For general text analysis, tokenize by splitting on whitespace and stripping punctuation, then lowercase all tokens. For code analysis, preserve capitalization and treat punctuation as meaningful. For multilingual text, use language-specific tokenizers. The right approach depends on whether you need case-sensitive, punctuation-sensitive, or Unicode-normalized analysis.
17.How do I handle multi-lingual text in word frequency analysis?
Multi-lingual text requires either language detection followed by per-segment processing with language-appropriate stop word lists, or language-agnostic analysis that ignores stop words entirely. Applying a single-language stop word list to mixed-language text will fail to filter function words in the other language(s).
18.What minimum frequency threshold should I use?
For a 1,000-word text, a minimum of 2 occurrences filters noise. For 10,000+ words, minimum 3–5 occurrences is reasonable. For corpus-level analysis (millions of words), minimum 10–50 occurrences is common. The right threshold depends on total length and how many unique terms you can meaningfully analyze.
Privacy
19.Is it safe to analyze confidential text with an online word frequency counter?
Only if the tool processes text entirely client-side (in your browser) without sending data to a server. Always verify this before pasting confidential business documents, unpublished manuscripts, personal data, or proprietary research. For maximum security with sensitive text, use a local Python script or command-line tool with no network communication.
Comparison
20.How does word frequency analysis relate to readability scoring?
Texts with higher proportions of low-frequency (rare) words are generally more complex and harder to read. While readability formulas like Flesch-Kincaid focus on syllable counts and sentence length, word frequency provides a complementary complexity signal. Academic and technical writing tends to use more low-frequency specialized vocabulary than general-audience writing.
21.What is the difference between word frequency and word density?
Word frequency is the raw count of how many times a word appears. Word density (or keyword density) is the frequency expressed as a percentage of total words: (count / total words) × 100%. Density is more useful for comparing across documents of different lengths, while raw frequency is more useful for understanding absolute importance within a single document.
Tools
22.How do I perform word frequency analysis in Python?
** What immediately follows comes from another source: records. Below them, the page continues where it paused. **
PR #1562, opened 2021-05-05
l10n: Delete space

Valdnet:
Signed-off-by: Valdnet <47037905+Valdnet@users.noreply.github.com>

### DIFF
--- a/src/components/TaskBody.vue
+++ b/src/components/TaskBody.vue
@@ -67,7 +67,7 @@ License along with this library.  If not, see <http://www.gnu.org/licenses/>.
 				<div v-if="task.complete > 0" class="percentbar">
 					<div :style="{ width: task.complete + '%', 'background-color': task.calendar.color }"
 						:class="{'completed': task.completed}"
-						:aria-label="$t('tasks', '{complete} % completed', {complete: task.complete})"
+						:aria-label="$t('tasks', '{complete}% completed', {complete: task.complete})"
 						class="percentbar__done" />
 				</div>
 			</div>
--- a/src/views/AppSidebar.vue
+++ b/src/views/AppSidebar.vue
@@ -624,7 +624,7 @@ export default {
 			return null
 		},
 		completeString() {
-			return this.$t('tasks', '{percent} % completed', { percent: this.task.complete })
+			return this.$t('tasks', '{percent}% completed', { percent: this.task.complete })
 		},
 		targetCalendars() {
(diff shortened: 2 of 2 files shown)


raimund-schluessler:
@Valdnet The space is correct and I would like to keep it. Maybe due to my background, I really like SI units. And they state:

> The value of a quantity is written as a number followed by a space (representing a multiplication sign) and a unit symbol; e.g., 2.21 kg, 7.3×102 m2, 22 K. This rule explicitly includes the percent sign (%) and the symbol for degrees Celsius (°C).

(Taken from Wikipedia https://en.wikipedia.org/wiki/International_System_of_Units#General_rules)

Valdnet:
@raimund-schluessler According to the guide: [Style guide english](https://ec.europa.eu/info/sites/default/files/styleguide_english_dgt_en.pdf) the percentage sign of a number should be written right after the number, i.e.: 100%. Well, unless we use the [ISO standard](http://publications.europa.eu/code/en/en-360400.htm). This is also the case for text strings in other Nextcloud applications. We should standardize the spelling in Nextcloud.

raimund-schluessler:
> 
> 
> @raimund-schluessler According to the guide: [Style guide english](https://ec.europa.eu/info/sites/default/files/styleguide_english_dgt_en.pdf) the percentage sign of a number should be written right after the number, i.e.: 100%. Well, unless we use the [ISO standard](http://publications.europa.eu/code/en/en-360400.htm). This is also the case for text strings in other Nextcloud applications. We should standardize the spelling in Nextcloud.

In the style guide from the European Commission you linked, they also state that a (hard) space is present between value and unit (in accordance to the ISO standard) for official publications:

> Percentages. Note  that per  centis  normally  written  as  two  words  in  British English.  Use per  centwhere  the  number  is  also  spelled  out  in  words: twenty per  cent.  With  figures,  use  the  per  cent  sign  (%),  closed  up  to  the  figure,e.g. 25%. However,  in  official  (legal  and  non-legal)  publications,  a  hard  space1is added  automatically  before  the  percentage  symbol  in  accordance  with  the relevant  ISO standard. See  also Section6.4of  the Interinstitutional Style Guide.

So, as I read it, not having a space is simply wrong. And I don't really understand why they sometimes don't do it. I agree we should unify that throughout Nextcloud, but towards the correct solution with a space.

And, ideally, this should be a hard space (no line-break allowed), but this will get lost in translation, so I am fine with a simple space.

Use collections.Counter with a regex tokenizer: `from collections import Counter; import re; words = re.findall(r"\b[a-z]+\b", text.lower()); freq = Counter(words); print(freq.most_common(20))`. For NLP-grade analysis with stop words and lemmatization, use NLTK or spaCy. For large datasets with TF-IDF, use scikit-learn's TfidfVectorizer.
23.How do I perform word frequency analysis from the command line?
On Unix/Mac: `cat file.txt | tr '[:upper:]' '[:lower:]' | tr -cs 'a-z' '\n' | sort | uniq -c | sort -rn | head -50`. This pipeline lowercases text, splits on non-letter characters, sorts, counts unique occurrences, sorts by count descending, and shows the top 50 results.
General
24.What is lexical diversity and how does it relate to word frequency?
Lexical diversity measures the variety of vocabulary in a text, typically as the Type-Token Ratio (TTR): unique words (types) divided by total words (tokens). A TTR near 1.0 means almost every word is unique; a low TTR means heavy repetition. Word frequency analysis produces both the type count and token count needed to calculate TTR, making it a direct indicator of vocabulary richness.